ISLAMABAD: Pakistan’s trade deficit swelled to about $14 billion in the first nine months of the current fiscal year, which was $1.5 billion higher than the International Monetary Fund’s (IMF) projection and may largely neutralise the positive impact of $2 billion Eurobonds on foreign currency reserves.
Figures released by the Pakistan Bureau of Statistics (PBS) on Thursday showed that the trade deficit – difference between the value of exports and imports – touched $13.93 billion in July to March of fiscal year 2013-14.
However, it was $809 million or 5.5% less than the gap recorded in the corresponding period of previous fiscal year.
The amount required to finance the deficit could take a toll on the country’s foreign currency reserves as the IMF assessed this year’s financing requirement for Pakistan on the basis of a smaller deficit.
The lender estimated a trade deficit of $12.4 billion for the first nine months and for the full year it put the shortfall at $16.3 billion.
Setting this as a base, the IMF assessed that Pakistan would require $7.7 billion in external funds and the country also needed to raise foreign exchange reserves to $9.4 billion.
Pakistan’s imports during the nine-month period were nowhere near the IMF’s projection, though exports were close to the forecast.
In an effort to strengthen its foreign currency reserves, the government on Wednesday raised $2 billion from the international debt market at very high prices.
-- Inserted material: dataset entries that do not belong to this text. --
Issue #2355, opened 2021-08-26
Typechecker hang in this example


pchiusano:
Here’s a self-contained example that hangs the typechecker. Adding a type signature on the inner function `go` causes it to typecheck fine.

```
ability A t g where 
  fork : '{g, A t g} a -> t a
  await : t a -> a
  empty! : t a
  put : a -> t a -> ()

example : '{A t {}} Nat
example = 'let
  r = A.empty!
  -- adding this signature makes it not loop
  -- go : Nat ->{A t {}} x
  go u = 
    t = A.fork '(go (u + 1))
    A.await t
  
  go 0
  t2 = A.fork '(A.put 10 r)
  A.await r
```

dolio:
Somehow the typechecker is deciding that the `go u = A.fork '(go (u+1))` sort of thing means that we should do a refinement `e = A t e`, and there's no occurs check on that part. Not sure exactly why yet. I think it might have to do with the stand alone `g` in `fork` getting associated with effect inference variable for `go`.

PR #2364, opened 2021-08-30
Avoid a loop caused by inferring cyclic abilities

dolio:
Gives an error with a new error message in that case.

Addresses #2355


pchiusano:
LGTM, you just need to `stack exec transcripts -- fix2355.md` again, looks like you forgot to refresh after tweaking the error message - https://github.com/unisonweb/unison/pull/2364/checks?check_run_id=3466549405

pchiusano (approved):

Issue #2348, opened 2021-08-23
UCM onboarding improvements


pchiusano:
- [x] UCM should just go ahead and create a codebase in `~/` if none exists, rather than requiring this `init` step. Can instead add a `--no-init` flag or something to disable this functionality.
- [x] UCM should just go ahead and pull the correct version of base on codebase initialization. Can add a `--no-base` flag or something to disable this functionality.
- [x] Make author/license setup painless, this probably needs design

stew:
perhaps include #2326 with this effort

rlmark:
Proposal for another task/story: 
When running `init` a user most likely wants to start programming in Unison immediately, currently `init` drops the user back into the terminal to start the codebase in a second command. Would it be an onboarding improvement to change the behavior of `init` to open the UCM? Would that be a non-trivial amount of work to implement?

rlmark:
I'm gonna close this for now! Hopefully onboarding is a bit easier for new codebases.

PR #2363, opened 2021-08-30
remove FileCodebase and some weeds

aryairani:
In addition to removing v1 `FileCodebase` support, this PR decouples many module dependencies that I felt were making refactors difficult.

Apart from a couple of tweaked output messages, there shouldn't be any functionality changes here.

This will merge-conflict pretty hard with #2365 unfortunately, but I'm happy to help with reconciling them.

**Things the PR did**
- pulled these into their own modules:
    - Codebase (types) into `Codebase.Type`; `Codebase` module re-exports them
    - `CodebasePath`
    - `Codebase.Branch.Merge`, 
    - `Codebase.Branch.Names` (Branch shouldn't depend on `Names`)
    - `Codebase.BuiltinAnnotation`
    - `Codebase.Causal.FoldHistory`
    - `Codebase.CodeLookup.Util` (remove `CodeLookup` dependency on `UnisonFile`)
    - `Codebase.DataDeclaration.ConstructorId` trying to use this alias in relevant places
    - `Codebase.Init`
    - `CodebasePath`, the `FilePath` alias.
    - `Lexer.Pos` (because `AnnotatedText`, `Range`, `Parser.Ann` shouldn't depend on the whole lexer)
    - `Names.ResolutionResult` (`Type` shouldn't depend on `Names`)
    - `PrettyPrintEnv.FQN` (contains `elideFQN` logic)
    - `PrettyPrintEnv.Names` (pulled out references to `Names` from `PPE`)
    - `PPE.Util` not 100% sure what's happening here
    - `PrettyPrintEnvDecl` pull this data type and supporting functions into separate module
    - `Path.Parse` (`Path` shouldn't depend on the lexer)
    - `Path.Convert`, `Path.Parse` into `Unison.Util.Convert`
    - `Parser.Ann` (`Codebase`, etc. etc. shouldn't depend on `Parser`)
    - `Reference.Util` (`Reference` shouldn't depend on `ABT`)
    - `Referent'` (`SyntaxText`/`ColorText` shouldn't depend on `Reference`)
        - `Referent` module re-exports stuff from `Referent'`, hard-coded to `Reference`.
    - removed `SyntaxText.SyntaxText`
    - `TermEdit.Typing` (because `TermEdit` shouldn't depend on the full typechecker)
    - `UnisonFile` / `TypecheckedUnisonFile` (types into `UnisonFile.Type`)
    - `UnisonFile.Env`
    - `UnisonFile.Error`
    - `UnisonFile.Names`
[...]

PR #2365, opened 2021-08-30
Inits codebase if default does not exist

rlmark:
Addresses #2348 
Tagging @hojberg - coauthor

## Overview

When a user downloads the UCM and no default codebase is found, it should automatically create the codebase, as opposed to prompting the user to initialize it. 

This PR also redirects the user of a v1 codebase to use an older version of UCM to upgrade (as part of the deprecation of v1) 

## Test coverage

If this direction is ok, we'll add some tests based on the `Unison.Test.Ucm`


parser-typechecker/src/Unison/Codebase/Init.hs
```diff
@@ -31,10 +32,44 @@ data Init m v a = Init
...
+                  pure (CreatedCodebase resolvedDir cb)
+            )
+        Just specifiedDir -> do
+          ifM (FCC.codebaseExists specifiedDir)
+            (pure (Error specifiedDir FoundV1Codebase))
+            (pure (Error specifiedDir NoCodebaseFoundAtSpecifiedDir))
+
 createCodebase :: MonadIO m => Init m v a -> DebugName -> CodebasePath -> m (Either Pretty (m (), Codebase m v a))
-createCodebase debugName cbInit path = do
+createCodebase cbInit debugName path = do
```
hojberg, line 92: The types of all of these lined up, but the variable names were inverted

pchiusano:
Seems good to me - I'd just add some tests like you say. 

Also we just merged https://github.com/unisonweb/unison/pull/2363 which likely conflicts with some changes you made in `Main` but @aryairani can help you with resolving those.

@rlmark Also don't forget to add yourself to CONTRIBUTORS.markdown :)

pchiusano (approved):
Great!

The interest rates that it agreed to pay were 5.6% above the US treasury rates.
Analysts fear that the positive impact of $2 billion on the foreign currency reserves could be largely eroded because of higher than estimated trade deficit.
The widening trade gap would have a direct bearing on the current account deficit, which would be bridged with the help of foreign currency reserves held by the State Bank of Pakistan, they added.
For July-March 2013-14, import payments amounted to $33.1 billion, which were $282 million or 0.86% higher than the same period of previous year, according to the PBS. However, imports were $1.5 billion higher than the IMF’s estimate.
Exports in the nine-month period stood at $19.1 billion compared to $18.1 billion in the previous year, recording a growth of 6.1% or $1 billion. The IMF too assessed exports at $19.12 billion.
This year, the government is striving to step up exports to $26.6 billion and keep imports at $43.3 billion, a gap of $16.7 billion.
On a month-on-month basis, exports grew to $2.26 billion in March, $96 million or 4.5% higher than February’s shipments.
Trade deficit in March over February contracted 4.6% to $1.36 billion due to almost negligible growth in imports that stood at $3.63 billion.
On a yearly basis, the trade gap was lower by 12% at $1.36 billion against March last year, said the PBS.
In March, imports stood at $3.6 billion, which were 1.6% or $57 million less than imports made in the corresponding month of previous year.
Published in The Express Tribune, April 11th, 2014.